Remarks and recommendations for cleaning the data:

Type "inbook"

  • 181 entries of the type "inbook", do not have a "booktitle", but instead journal, I recommend converting them to "paperr"
pik_df.loc[(pik_df['type'] == 'inbook') & (pik_df['booktitle'].isnull())]
  • 2 entries have a value in the column "conference", this seems unrelated, I recommend nullifying them
pik_df.loc[(pik_df['type'] == 'inbook') & ~(pik_df['conference'].isnull())]

Type "confpaper"

  • 113 of the type "confpaper" do not have a value for "conference", I believe the safest bet is to regard all of them as paperr i.e. scholarly article. The value for journal may be needed to get fetched from another database.
pik_df.loc[(pik_df['type'] == 'confpaper') & (pik_df['conference'].isnull())]

Type "lecture"

  • in total 469, and 53 of which are duplicates from other types, we need to look if "lecture" is valid for visualizations by Scholia, as we might just drop them. finding duplicates:
lecture_df = pik_df.loc[(pik_df['type'] == 'lecture')]
count = 0
for index, row in lecture_df.iterrows():
    if len(pik_df.loc[~(pik_df['type'] == 'lecture') & (pik_df['title'] == row['title'])]) !=0:
        count +=1
print(count)

Type "paperr"

  • almost half of the dataset, 3544 entries, however only 11 have value in "place". we either add "Potsdam" as the place of writings, or get the city of the publisher
pik_df.loc[(pik_df['type'] == 'paperr') & ~(pik_df['place'].isnull())]

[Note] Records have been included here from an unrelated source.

PR #72, opened 2020-05-14
#67466 - add web api to Captain Hook

mszymeshop:
### What
Changes which add Web Api to Captain Hook and host it within Service Fabric. The Api supports /probe endpoint only at this stage.

### Why
The Web API is going to be used to control Captain Hook configuration in the long term.

### Proof of life
image

### DIFF
--- a/src/CaptainHook.Api/Startup.cs
+++ b/src/CaptainHook.Api/Startup.cs
@@ -14,6 +14,7 @@ using Microsoft.Extensions.Configuration;
 using Microsoft.Extensions.DependencyInjection;
 using System.Reflection;
 using Eshopworld.Telemetry.Configuration;
+using Eshopworld.Telemetry.Processors;
 using Microsoft.AspNetCore.Mvc.Filters;
 using Microsoft.OpenApi.Models;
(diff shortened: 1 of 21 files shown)


src/CaptainHook.Api/Startup.cs
```diff
@@ -0,0 +1,170 @@
...
+        /// ConfigureServices is where you register dependencies. This gets
+        /// called by the runtime before the ConfigureContainer method, below.
+        /// </summary>
+        /// <remarks>See https://docs.autofac.org/en/latest/integration/aspnetcore.html#asp-net-core-3-0-and-generic-hosting</remarks>
+        /// <param name="builder">The <see cref="ContainerBuilder"/> to configure</param>
+        public void ConfigureContainer(ContainerBuilder builder)
+        {
+            builder.RegisterInstance(_telemetrySettings).SingleInstance();
+            builder.RegisterModule<TelemetryModule>();
+        }
```
tabman83, line 54: Can we add the SuccessfulProbeFilter here?

mszymeshop: Now added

Types "software", and "data"

  • are "software" or "data" valid for visualization in scholia? Otherwise, we could just drop them

The issue of duplicates

  • only drop the duplicate, if it is the same type, as there are sometimes an article or a lecture about a book, in those cases, the duplication is justified
for value in pik_df.type.unique():
    print(value, '---> ', pik_df.loc[(pik_df['type'] == value)]['title'].duplicated().astype(int).sum())

output:

inbook --->  77
confpaper --->  16
lecture --->  20
paperr --->  169
papern --->  25
instseries --->  2
epup --->  15
book --->  8
inreport --->  11
report --->  4
edbook --->  1
thesis --->  3
nan --->  0
proceedings --->  0
newspaper --->  6
dipl --->  0
habil --->  0
data --->  0
software --->  1

Column: oldDepartmentNames, previously "keywords"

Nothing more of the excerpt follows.